Nie zgodzicie się?
Jako przeciwnik Pana Kaczyńskiego, mogę jednocześnie uważać go za mrocznego geniusza politycznej intrygii - niczym Profesor James Moriarty od lat w sumie chyba 30 pięknie rozgrywa scenę polityczną. Już wiele lat temu naturę tego człowieka dobrze opisał Wałęsa, którego rzeczony Kaczyński zresztą popierał kiedy się to opłacało - bo Kaczyńskim zawsze rządzi interes polityczny - to oczywiste.
Dlaczego natomiast oddać władzę?
Po pierwsze nie ma pieniędzy... nie to, że trochę, jesteśmy w czarnej d. Przeżarte 500+ oraz innymi transferami spółecznymi - zwykłymi łapówkami, które miały (skutecznie zresztą) zjednać sobie więcej wyborców, aby PiS wyszedł ze swoich 25-30%, które trzymał w latach dwutysięcznych... Deficyt i tzw tarcze, Pan Borys mówił 14.10, że nie ma pieniędzy i tarcz nie będzie, a Kuźmiuk, a potem PMM 15 dni później mówi, że jest tarcza dla branży gastro i fitness. Oczywiście - dodrukować można dowolną ilość. Inflacja rośnie. Cała zielona wyspa, zaciskanie pasa, mądre zarządzanie (z dużą dawką wałków) wykonywane przez PO - poszło w siną dal.
Dwa - leży służba zdrowia - czy tu serio trzeba komentować. Chyba nie ma sensu, biorąc pod uwagę, że wczoraj przeczytałem jakiegoś wyborcę PiS, który uznał, że Szumowski powinien wrócić bo za jego czasów było dobrze i mało zachorować. Jakoś mnie nie dziwi prosty umysł wyborcy PiS - lemingi to przy nich istoty zdolne latać w kosmos!
Edukacja... a jest w ogóle coś takiego? Ministerstwo powiedziało, że sobie 'poradziło' - przepraszam z czym? Każdy kto nie pije od rana doskonale wie co się dzieje w edukacji - na każdym szczeblu.

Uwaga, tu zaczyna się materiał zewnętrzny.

PR #34, opened 2018-08-22
Port over relevant tests and code from parity-hash

dvdplm:
The `pwasm-*` crates currently use [`parity-hash`](https://github.com/fckt/parity-hash) while `parity-ethereum` and `substrate` use `fixed-hash`. This PR tries to rectify this by porting over relevant changes from `parity-hash` to `fixed-hash` with the end goal of deprecating the former. One important difference is that `fixed-hash` does not export any concrete types so in order to stop using `parity-hash` the type construction should be added to one of the `pwasm-*` crates (`pwasm-abi` perhaps?).

### DIFF
--- a/fixed-hash/src/hash.rs
+++ b/fixed-hash/src/hash.rs
@@ -344,8 +344,7 @@ macro_rules! impl_hash_conversions {
 	($a: ident, $a_size: expr, $b: ident, $b_size: expr) => {
 		impl From<$b> for $a {
 			fn from(value: $b) -> $a {
-				// REVIEW: better way of ensuring the macro params are ok?
-				assert!($a_size > $b_size && $a_size % 2 == 0 && $b_size %2 == 0);
+				debug_assert!($a_size > $b_size && $a_size % 2 == 0 && $b_size %2 == 0);
 				let mut ret = $a::new();
 				ret.0[($a_size - $b_size)..$a_size].copy_from_slice(&value);
 				ret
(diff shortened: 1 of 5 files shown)


fixed-hash/src/hash.rs
```diff
@@ -321,6 +335,80 @@ macro_rules! construct_hash {
...
+				let mut ret = $a::new();
+				ret.0[($a_size - $b_size)..$a_size].copy_from_slice(value);
+				ret
+			}
+		}
+	}
+}
+
+/// Implements conversion to and from a hash type and the equally sized unsigned int.
+/// CAUTION: Bad things will happen if the two types are not of the same size!
```
NikVolf: maybe add a debug_assert along with caution?

dvdplm: Sort of like I did [here](https://github.com/paritytech/rust-rocksdb)? What are your thoughts on `assert` vs `debug_assert` in this case?

NikVolf: regular `assert` is not zero cost in production i believe

dvdplm: Right, I was more asking if it's worth it to use `assert!` anyway or if the cost is prohibitive.

pepyakin: what bad things ought to happen exactly? Isn’t this bad things already encompass panicking?

dvdplm: @pepyakin you are correct! :) Added a `debug_assert`, which is similar to what `uint` does.

PR #40, opened 2016-10-14
Update agent header

michaelbausor:
Update the agent header to x-goog-api-client

Update the metadata processing so that x-goog-api-client is used (previously, "headers" was appearing in the metadata)

### DIFF
--- a/.travis.yml
+++ b/.travis.yml
@@ -1,7 +1,7 @@
 language: php
 php:
   - '5.5.38'
-  - '5.6'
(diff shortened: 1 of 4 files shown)


michaelbausor:
Fixed build failure with changes to travis yaml, PTAL. Also filed this issue to follow up on: https://github.com/googleapis/gax-php/issues/41

garrettjonesgoogle:
LGTM

PR #42, opened 2016-10-31
Add LRO support

michaelbausor:
This is a possible OperationResponse object for use with LRO in PHP. Some points to note:

- I'm not sure if we want to support promises, so I have commented them as optional. We can add support for them later in a non-breaking way
- Calling getResult() returns null when the operation is not complete, and throws when it has completed with an error. Maybe it should return null when completed with an error?
- A consequence of getResult() throwing is that pollUntilComplete() does not have a return value (it can't return getResult() because that might throw), which complicates the simple case


jdpedrie:
@dwsupplee and I agree that if an LRO completes with an error, it should not throw an exception. Instead, the response should be returned, and left to the implementor to deal with.

If there is an error in any of the requests, (i.e. an invalid argument or a server error), those exceptions should certainly still be thrown.

michaelbausor:
OK no worries. If we are returning either the response or error, do you prefer:
- Just return either the unpacked response, or the Status object containing the error, and let the user figure it out
- Return an array, which would look like [true, response] for success or [false, status] for error
- Return an array, which would look like [Status.code.OK, response] for success or [Status.code, status] for error

The reason to prefer either the second or third option over the first is to provide an easy way for people to check for success or failure, instead of having to interrogate the return type. Alternatively, we could provide helpers on the OperationResponse object, but this feels more awkward to me.

Thanks for having a look so quickly!

jdpedrie:
I should have been more careful in my previous comment. When I said "response", I was thinking in HTTP terms. I'd like to have the entire `Operation` available to manage as I see fit in a given situation. So I could check whether `Operation.response` or `Operation.error` were set and handle things as needed in either case. Apologies!

michaelbausor:
No worries, you are right that we should make the proto object available. I had intended to do that but missed that method :-( There is now an added method to get the operation proto object.

That still leaves the question of what to return from the getResult() method, which I think is a useful helper so that it isn't necessary to get the operation proto in most cases.

src/OperationResponse.php
```diff
@@ -0,0 +1,133 @@
+<?php
+
+// Simple case
+$op = $sampleApi->longRunningRpc();
+// ... do stuff ...
+$op->pollUntilComplete();
```
shinfan: ok I saw the implementation of the operation. nvm.

src/OperationResponse.php
```diff
@@ -0,0 +1,133 @@
...
+        return $this->operationProto->getName();
+    }
+
+    public function pollUntilComplete($pollSettings = [])
+    {
+        while (!$this->isDone()) {
+            // TODO: use poll settings
+            sleep(1);
+            $this->refresh();
+        }
```
shinfan: should this method return success/error?

jdpedrie:
@michaelbausor WDYT about having `getResult()` and `getError()` methods, both of which are null when `done` is false. Once complete, on success, `getResult()` will return the response and `getError()` will remain null. On error, vice versa.

I think explicitly choosing the result or the error makes it easier to prevent errors in mishandling an unexpected result (i.e. if you code around what a success should look like and instead get an error, will your code break?).

```php
$op = $sampleApi->longRunningRpc();
$op->pollUntilComplete();

if (!is_null($op->getError())) {
    // handle errors
}

return $op->getResult();
```

src/OperationResponse.php
michaelbausor: Very possibly! Originally it was tricky because I had getResult() throwing an exception on errors. If we go with the suggestion from @jdpedrie below, then it could return getResult(), which will be null in the case of errors. It could also return a bool indicating success or error.

michaelbausor:
I think that sounds sensible. That makes the OperationResponse object very similar in structure to the proto object, will helpers for refresh(), cancel(), pollUntilComplete() and using promises.

dwsupplee:
@michaelbausor do we have the ability to make async calls with gRPC yet? If yes, it would be great if we could set some time aside to come up with a good plan for how to handle promises. For example, I have a WIP branch right now that introduces `Async` versions of all our veneer methods that trigger network requests by utilizing [guzzle's promises library](https://github.com/guzzle/promises). If we could match a similar style in the generated code that would be really awesome.

michaelbausor:
Not right now through Veneer toolkit, but I am looking into what would be required to add that support. Definitely it would be great to pick a time to discuss how we want to handle promises more generally - how about Thursday or Friday this week some time?

dwsupplee:
Friday should work for me!

michaelbausor:
Following up re status - it seems that the latest is your open issue in gRPC (https://github.com/grpc/grpc/issues/6654), which hasn't been given a priority yet. So we aren't able to support async over gRPC at this time. But it would still be worth having the discussion so that we are on the same page. Friday sounds good, I have created an event at 10:30 PST as a placeholder, please edit or ping me if that doesn't work for you.

michaelbausor:
I have updated the proposed LRO surface, PTAL when you have a chance. It uses getResult() and getError() as @jdpedrie suggested above.

pollUntilComplete() accepts an optional callback, but I am not sure if this is adding very much value - perhaps it should be removed.

cc @bshaffer

michaelbausor:
@garrettjonesgoogle @shinfan PTAL for review before merging

src/Longrunning/OperationsClient.php
```diff
@@ -0,0 +1,481 @@
...
+ * with these names, this class includes a format method for each type of name, and additionally
+ * a parse method to extract the individual identifiers contained within names that are
+ * returned.
+ */
+class OperationsClient
+{
+    /**
+     * The default address of the service.
+     */
+    const SERVICE_ADDRESS = 'longrunning.googleapis.com';
```
garrettjonesgoogle: In Toolkit, add logic to not populate SERVICE_ADDRESS and $defaultScopes in PHP. This is configured for longrunning like this:

```
  required_constructor_params:
  - service_address
  - scopes
```

michaelbausor: Fixed, PTAL

src/Longrunning/OperationsClient.php
```diff
@@ -121,17 +117,16 @@ private static function getPageStreamingDescriptors()
      * Constructor.
      *
      * @param array $options {
-     *                       Optional. Options for configuring the service API wrapper.
+     *                       Required. Options for configuring the service API wrapper. Those options
+     *                       that must be provided are marked as Required.
      *
-     *     @type string $serviceAddress The domain name of the API remote host.
-     *                                  Default 'longrunning.googleapis.com'.
+     *     @type string $serviceAddress Required. The domain name of the API remote host.
```
garrettjonesgoogle: If this is required, should it be a proper parameter instead of an array parameter? (I'll let others decide, but I wanted to ask)

michaelbausor: I'm not fully sure, but my thinking was that it is more intuitive to update the documentation to indicate that the options array is now required, rather than changing the signature of the constructor. compared to other <X>Client objects.

src/Longrunning/OperationsClient.php
```diff
@@ -0,0 +1,478 @@
...
+use google\longrunning\DeleteOperationRequest;
+use google\longrunning\GetOperationRequest;
+use google\longrunning\ListOperationsRequest;
+use google\longrunning\OperationsGrpcClient;
+
+/**
+ * Service Description: Manages long-running operations with an API service.
+ *
+ * When an API method normally takes long time to complete, it can be designed
+ * to return [Operation][google.longrunning.Operation] to the client, and the client can use this
```
dwsupplee: I've noticed a few instances of `[Thing][namespace.Thing]` - is there special tooling in place to handle parsing this format? I don't think it is valid markdown.

src/Longrunning/OperationsClient.php
```diff
@@ -0,0 +1,478 @@
...
+     *     }
+     * } finally {
+     *     if (isset($operationsClient)) {
+     *         $operationsClient->close();
+     *     }
+     * }
+     * ```
+     *
+     * @param string $name         The name of the operation collection.
+     * @param string $filter       The standard list filter.
```
dwsupplee: Is there no way to list operations without a filter? Where would the best place to find documentation on how the filter should be formatted?

src/OperationResponse.php
```diff
@@ -0,0 +1,230 @@
...
+     *
+     * The $pollSettings optional argument can be used to control the polling loop.
+     *
+     * @param array $options {
+     *                       Options for configuring the polling behaviour.
+     *
+     *     @type float $pollingIntervalSeconds The polling interval to use, in seconds.
+     *                                          Default: 1.0
+     * }
+     * @return boolean Indicates if the operation completed successfully.
```
dwsupplee: Personally, I tend to prefer the short version of variable names in docblocks. Since the short version was used in `isDone()` above WDYT about the same here?

src/OperationResponse.php
```diff
@@ -0,0 +1,230 @@
...
+        return $this->operationName;
+    }
+
+    /**
+     * Poll the server in a loop until the operation is complete.
+     *
+     * Return true if the operation completed successfully, otherwise return
+     * false.
+     *
+     * The $pollSettings optional argument can be used to control the polling loop.
```
dwsupplee: This seems a little redundant since the description for the param is just below, but if we do keep it should this be `The $options optional argument`?

src/OperationResponse.php
```diff
@@ -0,0 +1,230 @@
...
+    public function getError()
+    {
+        if (!$this->isDone() || !$this->lastProtoResponse->hasError()) {
+            return null;
+        }
+        return $this->lastProtoResponse->getError();
+    }
+
+    /**
+     * @return \google\longrunning\Operation The last Operation object received from the server.
```
dwsupplee: Can this also be `null`?

src/OperationResponse.php
```diff
@@ -0,0 +1,230 @@
...
+    public function getOperationsClient()
+    {
+        return $this->operationsClient;
+    }
+
+    /**
+     * Starts asynchronous cancellation on a long-running operation. The server
+     * makes a best effort to cancel the operation, but success is not
+     * guaranteed. If the server doesn't support this method, it will throw an
+     * ApiException with code \google\rpc\Code::UNIMPLEMENTED. Clients can continue
```
dwsupplee: Since we are documenting in the description, would it make sense to also add an `@throws` tag?

src/OperationResponse.php
```diff
@@ -0,0 +1,230 @@
...
+     */
+    public function getResult()
+    {
+        if (!$this->isDone() || !$this->lastProtoResponse->hasResponse()) {
+            return null;
+        }
+
+        $anyResponse = $this->lastProtoResponse->getResponse();
+        if (is_null($this->operationReturnType)) {
+            return $anyResponse;
```
dwsupplee: If `$this->operationReturnType` is defined, does it share the same way to interface with the code as `$anyResponse`?

src/OperationResponse.php
```diff
@@ -0,0 +1,230 @@
...
+     *
+     * Return true if the operation completed successfully, otherwise return
+     * false.
+     *
+     * The $pollSettings optional argument can be used to control the polling loop.
+     *
+     * @param array $options {
+     *                       Options for configuring the polling behaviour.
+     *
+     *     @type float $pollingIntervalSeconds The polling interval to use, in seconds.
```
dwsupplee: Do you think it would be useful to have a max duration for the polling?

src/OperationResponse.php
michaelbausor: Yes, fixed

src/OperationResponse.php
michaelbausor: Added to all the methods which make API calls

src/Longrunning/OperationsClient.php
michaelbausor: This is an open issue for our generator: https://github.com/googleapis/toolkit/issues/331

src/Longrunning/OperationsClient.php
```diff
@@ -0,0 +1,478 @@
...
+
+/**
+ * Service Description: Manages long-running operations with an API service.
+ *
+ * When an API method normally takes long time to complete, it can be designed
+ * to return [Operation][google.longrunning.Operation] to the client, and the client can use this
+ * interface to receive the real response asynchronously by polling the
+ * operation resource, or pass the operation resource to another API (such as
+ * Google Cloud Pub/Sub API) to receive the response.  Any API service that
+ * returns long-running operations should implement the `Operations` interface
```
michaelbausor: https://github.com/googleapis/googleapis/blob/master/google/longrunning/operations.proto#L40

Perhaps there should be a reference in the proto documentation that would propagate here?

src/Longrunning/OperationsClient.php
```diff
@@ -0,0 +1,478 @@
...
+ *     $response = $operationsClient->getOperation($name);
+ * } finally {
+ *     if (isset($operationsClient)) {
+ *         $operationsClient->close();
+ *     }
+ * }
+ * ```
+ *
+ * Many parameters require resource names to be formatted in a particular way. To assist
+ * with these names, this class includes a format method for each type of name, and additionally
```
michaelbausor: Created an issue to track this: https://github.com/googleapis/toolkit/issues/883

src/Longrunning/OperationsClient.php
michaelbausor: Hmmm looks to me like this should not be required, but it is marked as such in our gapic config (https://github.com/googleapis/googleapis/blame/master/google/longrunning/longrunning_gapic.yaml#L59). @garrettjonesgoogle what do you think?

src/OperationResponse.php
michaelbausor: Added, PTAL

composer.json
```diff
@@ -17,7 +17,8 @@
     },
     "autoload": {
         "psr-4": {
-          "Google\\GAX\\":"src/"
+          "Google\\GAX\\":"src/",
+          "Google\\Longrunning\\":"src/Longrunning/"
```
dwsupplee: Using the same root namespace seems like the way to go to me

src/Longrunning/OperationsClient.php
dwsupplee: That could definitely be helpful. My initial confusion was due to the fact I thought this was referencing a PHP interface.

dwsupplee:
The updates look great, nice work!

composer.json
bshaffer: Second for using the same root namespace.

src/Longrunning/OperationsClient.php
michaelbausor: Actually, this seems like it might be a case that justifies manually editing the comments in the generated class, rather than the proto file comments. This is usually not a sustainable way to handle the autogen comments, but in this case:
- The operations interface serves a quite different purpose from other APIs, so the comments in the proto make less sense than usual when attached to the OperationsClient object
- The underlying proto is likely to be very stable
- The generated code is being kept in a different repo from other generated clients

@garrettjonesgoogle what are your thoughts on applying a manual edit to the OperationsClient documentation in this case?

composer.json
bshaffer: This can now be removed, thanks to c84d412

src/OperationResponse.php
```diff
@@ -0,0 +1,265 @@
...
+    private $operationReturnType;
+    private $metadataReturnType;
+    private $lastProtoResponse;
+    private $deleted = false;
+
+    /**
+     * OperationResponse constructor.
+     *
+     * @param string $operationName
+     * @param \Google\Longrunning\OperationsClient $operationsClient
```
bshaffer: This needs to be updated for c84d412

src/OperationResponse.php
```diff
@@ -0,0 +1,265 @@
...
+    /**
+     * @return \google\longrunning\Operation|null The last Operation object received from the server.
+     */
+    public function getLastProtoResponse()
+    {
+        return $this->lastProtoResponse;
+    }
+
+    /**
+     * @return \Google\Longrunning\OperationsClient The OperationsClient object used to make
```
bshaffer: This needs to be updated for c84d412

src/Longrunning/OperationsClient.php
```diff
@@ -0,0 +1,478 @@
...
+ * This file was generated from the file
+ * https://github.com/google/googleapis/blob/master/google/longrunning/operations.proto
+ * and updates to that file get reflected here through a refresh process.
+ *
+ * EXPERIMENTAL: this client library class has not yet been declared beta. This class may change
+ * more frequently than those which have been declared beta or 1.0, including changes which break
+ * backwards compatibility.
+ */
+
+namespace Google\GAX\Longrunning;
```
bshaffer: nit: Since this word is hyphenated, I suggest it be `LongRunning` for camelcasing.

src/Longrunning/OperationsClient.php
garrettjonesgoogle: This is a hard one... Ideally I'd like to have the original comment in the proto reworded given that this will clash with other languages too. Proto comments are written for the proto context, and writers aren't taking into account the target language context. I'm fine if you want to work around it for now, though.

src/OperationResponse.php
michaelbausor: Done

src/OperationResponse.php
michaelbausor: Done

src/Longrunning/OperationsClient.php
michaelbausor: Done

composer.json
michaelbausor: Removed

src/Longrunning/OperationsClient.php
michaelbausor: Update the documentation with a manual edit.

michaelbausor:
PTAL

PR #46, opened 2016-11-28
Fix auth version constraint

jdpedrie:
@michaelbausor, we goofed on the auth fix earlier. The version should be `^0.11` to match [`google/apiclient`](https://github.com/google/google-api-php-client/blob/master/composer.json#L10), not `0.11`.

Can you merge and tag this as v0.4.1?

Thanks


michaelbausor:
LGTM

Wojsko - spuścizna Antka to spuścizna na lata... Zabawne, że jedyne zakupy poszły na WOT, który jest formacją tak 'niepoważną' i niestabliną, niekarną, że zamiast ich to jednak Żandarmeria będzie od jutra wspierać policję. Ciekawe... czy boją się buntu, czy zorientowali się, że WOT został spenetrowany przez 'zielone ludziki' i brunatnych rewanżystów, których raczej się należy obawiać, niż nimi wspierać.
Jest natomiast jeden plus - zorganizowana grupa - zwana polskim kościołem katolickim - w końcu odkryła karty.